As a resident of Seattle, it always strikes me how odd it is a metro area of this size — one that’s still focused on basketball — doesn’t have an NBA team. It just feels weird, even considering the context of Howard Schultz, Clay Bennett, and Key Arena. “Soon but not that soon” is the general feeling about getting an NBA team here in Washington.

Then again, some other cities may be in the mix, too.

According to a rumor from SEC Network’s Jarrett Sutton, at least one NBA executive thinks that Kansas City is another potential spot for expansion.

Via Twitter:

Kansas City does have the advantage of already being a sports town, a top 33 TV market, and it has an NBA-sized arena in the Sprint Center. KC is also the host city for the Big 12 tournament.
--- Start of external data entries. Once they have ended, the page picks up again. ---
PR #8458, opened 2022-04-19
MB-12245 merge formatters files methods that need extra work

YanZ777:
## Summary

Migrating the rest of the functions from `shared/formatters` over into `utils/formatters`. 
All of these functions I've had to adjust in some manner or another. There are comments in this PR that specifically call out what has been changed.
Any imports have been adjusted to now point to `utils/formatters`
I did not migrate `formatCents` into `utils/formatters` because there was an existing `formatCents` inside of `utils/formatters`. The `formatCenters` in `shared/formatters` will be deleted in a separate PR.
`shared/formatters.test.jsx` has been deleted since there are no longer tests in it, those have all been carried over into `utils/formatters.test.jsx`

## Setup to Run Your Code

<details>
<summary>💻 You will need to use three separate terminals to test this locally.</summary>

##### Terminal 1

Start the Storybook locally.

```sh
make storybook
```

##### Terminal 2

Start the UI locally.

```sh
make client_run
```

##### Terminal 3

Start the Go server locally.

```sh
make server_run
```

</details>

### Additional steps

Login to all the apps and make sure everything still works as expected.

## Verification Steps for Author

These are to be checked by the author.

- [x] Request review from a member of a different team.
- [ ] Have the Jira acceptance criteria been met for this change?

## Verification Steps for Reviewers

These are to be checked by a reviewer.

PR #8460, opened 2022-04-19
MB-12245 merge formatters files remove unused functions

YanZ777:
## Summary

This PR should not be merged until [this PR](https://github.com/transcom/mymove/pull/8458) is merged first.

All these functions were not being used in the repo. 
The exception to this was `formatCents`. 
I opted to use the `formatCents` inside of `utils/formatters`, which appears to be functionally the same. There is one check missing which I've left out, but let me know if you think it should be put back in.
All the imports for `formatCents` now point to the `formatCents` inside of `utils/formatters`.

## Setup to Run Your Code

<details>

##### Terminal 1

Start the Storybook locally.

```sh
make storybook
```

##### Terminal 2

Start the UI locally.

```sh
make client_run
```

##### Terminal 3

Start the Go server locally.

```sh
make server_run
```

</details>

### Additional steps

Login to all the applications and make sure everything works as expected 


src/utils/formatters.js
```diff
@@ -454,11 +299,6 @@ export function formatCents(cents, minimumFractionDigits = 2, maximumFractionDig
   return (cents / 100).toLocaleString(undefined, { minimumFractionDigits, maximumFractionDigits });
```
YanZ777, line 299: The difference between this `formatCents` and the one inside `shared/formatters` is that the one inside of `ahared/formatters` has the following code above this line. I am not certain if I should put that in this function or not.

> if (!isFinite(cents)) {
    return '';
  }

michaelvaldes-truss (approved):
lgtm!

donaldthai (approved):
🧹 🚀

src/utils/formatters.js
ronaktruss: Internally this is doing https://github.com/lodash/lodash/blob/4.17.15/lodash.js#L11626. This effectively makes the function return an empty string in the instance this function is called without an appropriate input. 

When we don't have this, we likely get `NaN` when we have an invalid input. 

I don't think we need to include it. ~~That said, from a consistency standpoint it might be better to add the following to the the `formatCents` function.~~ (I see an instance where we are returning null instead of an empty string when it fails this check.)
```suggestion
  if (!Number.isFinite(cents)) {
    return '';
  }
  return (cents / 100).toLocaleString(undefined, { minimumFractionDigits, maximumFractionDigits });
```

ronaktruss: If time permits I'd advocate for looking into why that one function (`convertFromThousandthInchToInch`) returns null and see if we can modify this without breakages and adding the suggestion above.

In general it looks like most of these function (those that are using the Number.isFinite) are called on data from the DB so they probably never go into this if scope.

YanZ777: I've created a new issue based out of this discussion.
[https://dp3.atlassian.net/browse/MB-12306](https://dp3.atlassian.net/browse/MB-12306)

Still, the city hasn’t had an NBA team since the Kings left in 1985, and Adam Silver has said that expansion isn’t really on the docket for the league in the near future.

The question is also whether the NBA needs more teams or fewer. Some folks have started to take the stance that they would actually prefer contraction away from markets that never seem to compete. I’m not sure if that’s realistic, but re-arrangement by teams moving also seems less likely in this day and age, too, especially after the last-ditch effort to keep the Kings in Sacramento in 2013.

When will Seattle get an NBA team? Will Kansas City get a team? Will it be in tandem? This is fun speculation at this point, but we won’t get our answer for some time.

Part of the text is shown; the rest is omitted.